Each line of the records below that contains "file" needs to be copied.
--
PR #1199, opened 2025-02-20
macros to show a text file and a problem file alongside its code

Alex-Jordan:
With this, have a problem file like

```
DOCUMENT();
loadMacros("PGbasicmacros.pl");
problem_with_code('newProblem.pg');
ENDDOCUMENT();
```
--
> [RESULT OF THE EXERCISE]:
macros to show a text file and a problem file alongside its code
With this, have a problem file like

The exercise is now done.